## WHAT IS BEING ASKED
All of the entries need to be repeated exactly. Leave nothing out.
--- RECORDS FOR THIS TASK Enclosed Below ---
Issue #605, opened 2024-07-10
Fix Tugboat  `sessions table doesn't exist`


mrdavidburns:
All Tugboat builds on recent pull requests are failing with this error.

```
[sync] 🧹 Sanitising database
[sync] The following operations will be performed:
[sync]  * Remove comment display names and emails.
[sync]  * Truncate sessions table.
[sync]  * Sanitize text fields associated with users.
[sync]  * Sanitize user passwords.
[sync]  * Sanitize user emails.
[sync]  * Preserve user emails and passwords for the specified roles.
[sync] 
[sync]  // Do you want to sanitize the current database?: yes.                         
[sync] 
[sync] 
[sync] In ExceptionHandler.php line 56:
[sync]                                                                                
[sync]   SQLSTATE[42S02]: Base table or view not found: 1146 Table 'tugboat.sessions  
[sync]   ' doesn't exist: TRUNCATE "sessions"; Array                                  
[sync]   (                                                                            
[sync]   )                                                                            
[sync]                                                                                
[sync] 
[sync] In StatementWrapperIterator.php line 113:
[sync]                                                                                
[sync]   SQLSTATE[42S02]: Base table or view not found: 1146 Table 'tugboat.sessions  
[sync]   ' doesn't exist                                                              
[sync]                                                                                
[sync] 
task: Failed to run task "sync": exit status 1
```

This was not happening with any of the recent pull requests that have been merged into the `main` branch.
* https://github.com/Lullabot/drainpipe/pulls?q=is%3Apr+is%3Aclosed+is%3Amerged

mrdavidburns:
I pushed an empty branch and created a pull request. It failed then I addressed some messages I saw when running `composer install` and pushed it to the same branch and it still fails with same error.

* https://github.com/Lullabot/drainpipe/pull/603

beto-aveiga:
Here is a PR where the checks are passing.
https://github.com/Lullabot/drainpipe/pull/607

I updated it based on the conversation here: https://github.com/Lullabot/drainpipe/pull/603

mrdavidburns:
@beto-aveiga What if we temporarily pin a specific version of Drupal 10.2.x in the Tugboat build?

https://github.com/Lullabot/drainpipe/blob/main/.tugboat/steps/1-init.sh#L77

Then we can unpin the version once Drush creates a stable release with the necessary fix?

PR #607, opened 2024-07-11
PHP ^8.2 and Drush 13 dev to allow Tugboat builds

beto-aveiga:
- Updates to PHP 8.2 (at least)
- Updates to drush/drush 13 (dev)

Related to: https://github.com/Lullabot/drainpipe/issues/605

### DIFF
--- a/composer.json
+++ b/composer.json
@@ -28,14 +28,15 @@
             "\\Lullabot\\Drainpipe\\BinaryInstallerPlugin"
         ],
         "drupal-scaffold": {
-            "gitignore": true,
+            "gitignore": "true",
             "file-mapping": {
                 "[project-root]/.env": {
                     "mode": "replace",
                     "path": "scaffold/env/env",
                     "overwrite": false
                 }
-            }
+            },
+            "allowed-packages": ["lullabot/drainpipe", "lullabot/drainpipe-dev"]
         }
     },
     "config": {
--- a/composer.json
+++ b/composer.json
@@ -10,10 +10,10 @@
         "psr-4": {"Lullabot\\Drainpipe\\Tests\\Functional\\": "tests/src/functional/"}
     },
     "require": {
-        "php": "^8.1",
+        "php": "^8.2",
         "ext-json": "*",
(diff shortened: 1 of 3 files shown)


composer.json
```diff
@@ -10,10 +10,10 @@
         "psr-4": {"Lullabot\\Drainpipe\\Tests\\Functional\\": "tests/src/functional/"}
     },
     "require": {
-        "php": "^8.1",
+        "php": "^8.2",
```
mrdavidburns, line 13: Looks like PHP 8.1 is still supported until Jan. 1 2026.
* https://www.php.net/supported-versions.php

Wouldn't `^8.1`  still allow PHP 8.2 to be installed?
Why do we need to force a minimum of PHP 8.2?

composer.json
```diff
@@ -10,10 +10,10 @@
...
         "ext-json": "*",
         "composer-plugin-api": "^2.0",
-        "drush/drush": "^11|^12|^13",
+        "drush/drush": "13.x-dev",
```
mrdavidburns, line 16: We definitely need Drainpipe to support 11, 12, and 13. 
We can't force all projects to dev version of 13. But I understand we needed to do that to get Tugboat's `drush sql-sanitize` to work because of https://www.drupal.org/node/3431286

mrdavidburns: @deviantintegral @justafish knowing that we can't (nor do we want to) force everyone to PHP 8.2 and a dev release of Drush 13, what are our options here to unblock pull requests that are only failing on Tugboat builds with this sessions table error?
--- End of Enclosed RECORDS FOR THIS TASK ---
## TASK RESPONSE
Issue #605, opened 2024-07-10
Fix Tugboat  `sessions table doesn't exist`


mrdavidburns:
All Tugboat builds on recent pull requests are failing with this error.

```
[sync] 🧹 Sanitising database
[sync] The following operations will be performed:
[sync]  * Remove comment display names and emails.
[sync]  * Truncate sessions table.
[sync]  * Sanitize text fields associated with users.
[sync]  * Sanitize user passwords.
[sync]  * Sanitize user emails.
[sync]  * Preserve user emails and passwords for the specified roles.
[sync] 
[sync]  // Do you want to sanitize the current database?: yes.                         
[sync] 
[sync] 
[sync] In ExceptionHandler.php line 56:
[sync]                                                                                
[sync]   SQLSTATE[42S02]: Base table or view not found: 1146 Table 'tugboat.sessions  
[sync]   ' doesn't exist: TRUNCATE "sessions"; Array                                  
[sync]   (                                                                            
[sync]   )                                                                            
[sync]                                                                                
[sync] 
[sync] In StatementWrapperIterator.php line 113:
[sync]                                                                                
[sync]   SQLSTATE[42S02]: Base table or view not found: 1146 Table 'tugboat.sessions  
[sync]   ' doesn't exist                                                              
[sync]                                                                                
[sync] 
task: Failed to run task "sync": exit status 1
```

This was not happening with any of the recent pull requests that have been merged into the `main` branch.
* https://github.com/Lullabot/drainpipe/pulls?q=is%3Apr+is%3Aclosed+is%3Amerged

mrdavidburns:
I pushed an empty branch and created a pull request. It failed then I addressed some messages I saw when running `composer install` and pushed it to the same branch and it still fails with same error.

* https://github.com/Lullabot/drainpipe/pull/603

beto-aveiga:
Here is a PR where the checks are passing.
https://github.com/Lullabot/drainpipe/pull/607

I updated it based on the conversation here: https://github.com/Lullabot/drainpipe/pull/603

mrdavidburns:
@beto-aveiga What if we temporarily pin a specific version of Drupal 10.2.x in the Tugboat build?

https://github.com/Lullabot/drainpipe/blob/main/.tugboat/steps/1-init.sh#L77

Then we can unpin the version once Drush creates a stable release with the necessary fix?

PR #607, opened 2024-07-11
PHP ^8.2 and Drush 13 dev to allow Tugboat builds

beto-aveiga:
- Updates to PHP 8.2 (at least)
- Updates to drush/drush 13 (dev)

Related to: https://github.com/Lullabot/drainpipe/issues/605

### DIFF
--- a/composer.json
+++ b/composer.json
@@ -28,14 +28,15 @@
             "\\Lullabot\\Drainpipe\\BinaryInstallerPlugin"
         ],
         "drupal-scaffold": {
-            "gitignore": true,
+            "gitignore": "true",
             "file-mapping": {
                 "[project-root]/.env": {
                     "mode": "replace",
                     "path": "scaffold/env/env",
                     "overwrite": false
                 }
-            }
+            },
+            "allowed-packages": ["lullabot/drainpipe", "lullabot/drainpipe-dev"]
         }
     },
     "config": {
--- a/composer.json
+++ b/composer.json
@@ -10,10 +10,10 @@
         "psr-4": {"Lullabot\\Drainpipe\\Tests\\Functional\\": "tests/src/functional/"}
     },
     "require": {
-        "php": "^8.1",
+        "php": "^8.2",
         "ext-json": "*",
(diff shortened: 1 of 3 files shown)


composer.json
```diff
@@ -10,10 +10,10 @@
         "psr-4": {"Lullabot\\Drainpipe\\Tests\\Functional\\": "tests/src/functional/"}
     },
     "require": {
-        "php": "^8.1",
+        "php": "^8.2",
```
mrdavidburns, line 13: Looks like PHP 8.1 is still supported until Jan. 1 2026.
* https://www.php.net/supported-versions.php

Wouldn't `^8.1`  still allow PHP 8.2 to be installed?
Why do we need to force a minimum of PHP 8.2?

composer.json
```diff
@@ -10,10 +10,10 @@
...
         "ext-json": "*",
         "composer-plugin-api": "^2.0",
-        "drush/drush": "^11|^12|^13",
+        "drush/drush": "13.x-dev",
```
mrdavidburns, line 16: We definitely need Drainpipe to support 11, 12, and 13. 
We can't force all projects to dev version of 13. But I understand we needed to do that to get Tugboat's `drush sql-sanitize` to work because of https://www.drupal.org/node/3431286

mrdavidburns: @deviantintegral @justafish knowing that we can't (nor do we want to) force everyone to PHP 8.2 and a dev release of Drush 13, what are our options here to unblock pull requests that are only failing on Tugboat builds with this sessions table error?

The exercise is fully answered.